Include in the output exactly the lines from the opening of the data through the line containing "In the other", and nothing more.

##############################

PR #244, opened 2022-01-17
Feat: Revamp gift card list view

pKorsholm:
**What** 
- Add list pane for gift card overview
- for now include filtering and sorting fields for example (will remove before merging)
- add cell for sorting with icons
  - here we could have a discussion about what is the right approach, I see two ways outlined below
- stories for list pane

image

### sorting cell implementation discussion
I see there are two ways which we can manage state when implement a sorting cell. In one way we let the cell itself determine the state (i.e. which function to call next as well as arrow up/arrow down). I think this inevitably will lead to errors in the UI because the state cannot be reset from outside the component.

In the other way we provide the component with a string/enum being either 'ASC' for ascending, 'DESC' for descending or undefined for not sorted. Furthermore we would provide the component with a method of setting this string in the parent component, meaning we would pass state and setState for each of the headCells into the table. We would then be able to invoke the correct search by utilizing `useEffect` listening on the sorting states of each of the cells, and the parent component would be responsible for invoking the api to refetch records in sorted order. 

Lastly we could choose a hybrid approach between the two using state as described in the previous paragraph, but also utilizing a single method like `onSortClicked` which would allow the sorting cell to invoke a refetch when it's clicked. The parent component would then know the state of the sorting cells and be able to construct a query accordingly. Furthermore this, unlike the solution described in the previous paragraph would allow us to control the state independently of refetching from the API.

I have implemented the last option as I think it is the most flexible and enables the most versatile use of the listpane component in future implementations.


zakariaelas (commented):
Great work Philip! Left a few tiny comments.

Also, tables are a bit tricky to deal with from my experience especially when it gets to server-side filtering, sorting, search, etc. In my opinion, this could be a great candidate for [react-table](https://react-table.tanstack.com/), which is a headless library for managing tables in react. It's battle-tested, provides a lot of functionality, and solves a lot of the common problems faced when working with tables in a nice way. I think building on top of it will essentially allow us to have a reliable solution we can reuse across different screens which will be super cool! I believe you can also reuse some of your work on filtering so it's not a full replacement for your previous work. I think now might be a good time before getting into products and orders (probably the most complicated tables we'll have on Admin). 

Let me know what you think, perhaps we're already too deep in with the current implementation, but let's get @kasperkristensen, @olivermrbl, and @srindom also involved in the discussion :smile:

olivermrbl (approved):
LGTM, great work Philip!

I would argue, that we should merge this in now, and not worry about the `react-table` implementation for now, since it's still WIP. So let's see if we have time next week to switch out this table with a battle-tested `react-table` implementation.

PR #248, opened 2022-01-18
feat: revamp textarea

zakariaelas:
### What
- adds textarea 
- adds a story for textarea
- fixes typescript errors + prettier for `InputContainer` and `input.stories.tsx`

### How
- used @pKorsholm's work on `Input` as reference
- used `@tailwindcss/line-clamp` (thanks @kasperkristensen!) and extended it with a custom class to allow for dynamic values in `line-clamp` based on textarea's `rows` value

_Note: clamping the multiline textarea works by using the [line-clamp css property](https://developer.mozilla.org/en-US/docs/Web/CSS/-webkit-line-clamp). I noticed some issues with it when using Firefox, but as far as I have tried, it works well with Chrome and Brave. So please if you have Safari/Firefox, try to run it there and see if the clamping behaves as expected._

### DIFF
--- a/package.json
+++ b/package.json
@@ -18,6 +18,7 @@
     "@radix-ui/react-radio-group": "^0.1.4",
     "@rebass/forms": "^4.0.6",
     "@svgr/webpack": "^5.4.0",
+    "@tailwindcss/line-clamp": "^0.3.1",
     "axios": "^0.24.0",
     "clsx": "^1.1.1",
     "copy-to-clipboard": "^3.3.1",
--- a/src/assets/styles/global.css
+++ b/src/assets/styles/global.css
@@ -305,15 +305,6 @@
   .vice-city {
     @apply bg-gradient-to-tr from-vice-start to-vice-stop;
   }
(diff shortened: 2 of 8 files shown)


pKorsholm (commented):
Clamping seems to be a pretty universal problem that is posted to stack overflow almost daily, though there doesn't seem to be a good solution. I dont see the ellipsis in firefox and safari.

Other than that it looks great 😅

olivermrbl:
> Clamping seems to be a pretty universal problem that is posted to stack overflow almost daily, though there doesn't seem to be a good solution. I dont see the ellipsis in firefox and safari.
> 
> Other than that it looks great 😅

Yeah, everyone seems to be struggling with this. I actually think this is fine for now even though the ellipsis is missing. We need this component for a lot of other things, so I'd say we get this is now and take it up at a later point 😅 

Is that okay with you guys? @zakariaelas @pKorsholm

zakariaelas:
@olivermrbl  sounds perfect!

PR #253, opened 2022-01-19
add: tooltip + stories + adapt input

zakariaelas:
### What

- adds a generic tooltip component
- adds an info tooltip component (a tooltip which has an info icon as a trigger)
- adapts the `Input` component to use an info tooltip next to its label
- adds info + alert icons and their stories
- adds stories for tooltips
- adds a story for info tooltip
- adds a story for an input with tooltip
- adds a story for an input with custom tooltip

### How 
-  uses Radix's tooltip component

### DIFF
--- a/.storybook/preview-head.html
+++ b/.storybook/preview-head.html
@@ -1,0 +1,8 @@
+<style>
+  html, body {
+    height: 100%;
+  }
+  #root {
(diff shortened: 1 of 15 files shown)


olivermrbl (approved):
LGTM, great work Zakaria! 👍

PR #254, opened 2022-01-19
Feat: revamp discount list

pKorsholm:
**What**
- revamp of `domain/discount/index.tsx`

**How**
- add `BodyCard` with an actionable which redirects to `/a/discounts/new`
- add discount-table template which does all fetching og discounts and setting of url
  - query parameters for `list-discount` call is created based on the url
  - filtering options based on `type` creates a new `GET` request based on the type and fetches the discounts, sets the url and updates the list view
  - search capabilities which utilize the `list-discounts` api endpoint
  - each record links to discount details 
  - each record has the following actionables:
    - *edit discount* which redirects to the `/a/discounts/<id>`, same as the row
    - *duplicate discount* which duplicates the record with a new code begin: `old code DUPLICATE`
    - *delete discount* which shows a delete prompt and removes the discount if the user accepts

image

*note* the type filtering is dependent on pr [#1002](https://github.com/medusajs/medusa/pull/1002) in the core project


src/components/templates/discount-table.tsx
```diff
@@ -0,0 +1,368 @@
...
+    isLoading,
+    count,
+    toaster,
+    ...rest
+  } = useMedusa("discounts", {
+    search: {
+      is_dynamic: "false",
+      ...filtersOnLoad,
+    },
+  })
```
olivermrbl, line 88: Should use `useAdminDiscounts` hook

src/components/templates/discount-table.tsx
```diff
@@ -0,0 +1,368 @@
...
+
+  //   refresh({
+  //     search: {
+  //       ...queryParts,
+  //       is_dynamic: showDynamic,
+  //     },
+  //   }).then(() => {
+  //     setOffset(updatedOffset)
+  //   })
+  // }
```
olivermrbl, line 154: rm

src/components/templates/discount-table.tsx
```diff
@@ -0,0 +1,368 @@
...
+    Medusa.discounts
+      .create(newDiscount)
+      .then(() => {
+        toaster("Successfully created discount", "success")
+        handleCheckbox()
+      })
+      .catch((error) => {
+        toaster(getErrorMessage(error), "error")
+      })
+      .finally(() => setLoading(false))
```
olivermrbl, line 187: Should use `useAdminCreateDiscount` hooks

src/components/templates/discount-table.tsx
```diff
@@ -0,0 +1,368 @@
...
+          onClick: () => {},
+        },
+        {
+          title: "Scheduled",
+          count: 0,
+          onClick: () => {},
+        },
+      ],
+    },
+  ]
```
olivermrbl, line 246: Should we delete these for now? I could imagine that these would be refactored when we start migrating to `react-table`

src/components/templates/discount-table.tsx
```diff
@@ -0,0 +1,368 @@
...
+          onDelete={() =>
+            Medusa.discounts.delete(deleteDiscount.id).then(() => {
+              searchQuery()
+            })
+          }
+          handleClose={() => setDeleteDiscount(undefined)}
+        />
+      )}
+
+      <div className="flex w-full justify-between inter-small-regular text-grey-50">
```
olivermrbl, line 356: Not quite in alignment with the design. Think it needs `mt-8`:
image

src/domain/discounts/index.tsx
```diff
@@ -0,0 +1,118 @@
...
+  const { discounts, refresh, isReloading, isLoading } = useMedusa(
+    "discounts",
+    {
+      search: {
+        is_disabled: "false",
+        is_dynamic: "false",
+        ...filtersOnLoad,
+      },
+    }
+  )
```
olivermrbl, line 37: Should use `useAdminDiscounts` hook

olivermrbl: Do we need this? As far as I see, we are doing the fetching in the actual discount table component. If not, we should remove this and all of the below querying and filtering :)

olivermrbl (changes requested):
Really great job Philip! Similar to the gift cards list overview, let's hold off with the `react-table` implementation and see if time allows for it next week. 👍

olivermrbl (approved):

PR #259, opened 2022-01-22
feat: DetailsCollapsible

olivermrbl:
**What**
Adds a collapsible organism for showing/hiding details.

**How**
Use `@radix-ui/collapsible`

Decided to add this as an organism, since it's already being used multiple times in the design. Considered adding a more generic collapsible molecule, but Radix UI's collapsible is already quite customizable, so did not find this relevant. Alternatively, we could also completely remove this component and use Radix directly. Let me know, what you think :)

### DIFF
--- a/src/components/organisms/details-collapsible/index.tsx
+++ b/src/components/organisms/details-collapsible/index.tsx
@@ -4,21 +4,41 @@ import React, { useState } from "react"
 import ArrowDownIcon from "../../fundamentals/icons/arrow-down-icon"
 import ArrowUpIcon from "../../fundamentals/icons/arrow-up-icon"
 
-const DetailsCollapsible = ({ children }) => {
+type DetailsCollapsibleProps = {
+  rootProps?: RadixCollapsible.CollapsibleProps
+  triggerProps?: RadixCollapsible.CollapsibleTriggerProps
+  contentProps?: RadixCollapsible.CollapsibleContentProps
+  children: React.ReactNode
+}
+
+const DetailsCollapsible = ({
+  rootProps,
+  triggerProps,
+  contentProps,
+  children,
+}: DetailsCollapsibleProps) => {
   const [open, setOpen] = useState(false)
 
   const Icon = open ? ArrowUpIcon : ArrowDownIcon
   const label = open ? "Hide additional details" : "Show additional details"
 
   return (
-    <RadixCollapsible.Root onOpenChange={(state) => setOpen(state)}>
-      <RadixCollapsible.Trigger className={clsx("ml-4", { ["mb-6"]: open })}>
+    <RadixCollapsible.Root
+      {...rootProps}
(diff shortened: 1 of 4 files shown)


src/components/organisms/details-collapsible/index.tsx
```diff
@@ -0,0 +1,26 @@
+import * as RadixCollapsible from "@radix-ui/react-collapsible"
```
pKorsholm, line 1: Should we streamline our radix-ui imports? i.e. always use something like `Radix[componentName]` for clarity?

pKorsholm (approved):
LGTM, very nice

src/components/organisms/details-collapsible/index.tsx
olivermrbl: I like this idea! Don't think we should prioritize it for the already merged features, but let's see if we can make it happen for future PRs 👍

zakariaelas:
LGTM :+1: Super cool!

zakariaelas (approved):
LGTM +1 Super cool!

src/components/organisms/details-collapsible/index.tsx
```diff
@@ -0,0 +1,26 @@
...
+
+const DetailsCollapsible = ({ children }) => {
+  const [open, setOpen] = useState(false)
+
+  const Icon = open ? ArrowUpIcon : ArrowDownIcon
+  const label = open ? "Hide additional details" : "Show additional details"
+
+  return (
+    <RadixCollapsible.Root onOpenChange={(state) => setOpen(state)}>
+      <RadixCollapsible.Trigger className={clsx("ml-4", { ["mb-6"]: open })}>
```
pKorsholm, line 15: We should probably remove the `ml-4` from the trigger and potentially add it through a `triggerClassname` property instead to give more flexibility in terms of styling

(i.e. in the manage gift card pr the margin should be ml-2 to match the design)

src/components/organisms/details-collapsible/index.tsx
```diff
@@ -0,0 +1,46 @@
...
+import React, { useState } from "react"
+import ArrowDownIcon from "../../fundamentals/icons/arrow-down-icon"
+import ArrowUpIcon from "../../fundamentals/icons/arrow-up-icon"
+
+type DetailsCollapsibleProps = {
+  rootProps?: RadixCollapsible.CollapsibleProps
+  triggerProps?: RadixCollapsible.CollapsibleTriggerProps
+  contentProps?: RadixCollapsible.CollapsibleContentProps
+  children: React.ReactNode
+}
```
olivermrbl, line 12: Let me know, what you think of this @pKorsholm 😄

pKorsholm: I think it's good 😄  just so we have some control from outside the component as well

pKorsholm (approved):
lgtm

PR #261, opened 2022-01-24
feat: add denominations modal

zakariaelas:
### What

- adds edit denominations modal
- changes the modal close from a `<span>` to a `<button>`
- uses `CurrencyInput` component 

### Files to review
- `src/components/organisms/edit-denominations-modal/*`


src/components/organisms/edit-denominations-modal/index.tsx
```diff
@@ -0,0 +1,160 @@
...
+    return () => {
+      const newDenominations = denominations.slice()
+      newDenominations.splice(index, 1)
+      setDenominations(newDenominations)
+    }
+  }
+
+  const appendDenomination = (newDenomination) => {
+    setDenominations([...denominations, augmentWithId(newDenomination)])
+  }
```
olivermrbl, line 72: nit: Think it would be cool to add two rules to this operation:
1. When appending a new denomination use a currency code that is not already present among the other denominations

##############################

**Reply:**
PR #244, opened 2022-01-17
Feat: Revamp gift card list view

pKorsholm:
**What** 
- Add list pane for gift card overview
- for now include filtering and sorting fields for example (will remove before merging)
- add cell for sorting with icons
  - here we could have a discussion about what is the right approach, I see two ways outlined below
- stories for list pane

image

### sorting cell implementation discussion
I see there are two ways which we can manage state when implement a sorting cell. In one way we let the cell itself determine the state (i.e. which function to call next as well as arrow up/arrow down). I think this inevitably will lead to errors in the UI because the state cannot be reset from outside the component.

In the other way we provide the component with a string/enum being either 'ASC' for ascending, 'DESC' for descending or undefined for not sorted. Furthermore we would provide the component with a method of setting this string in the parent component, meaning we would pass state and setState for each of the headCells into the table. We would then be able to invoke the correct search by utilizing `useEffect` listening on the sorting states of each of the cells, and the parent component would be responsible for invoking the api to refetch records in sorted order. 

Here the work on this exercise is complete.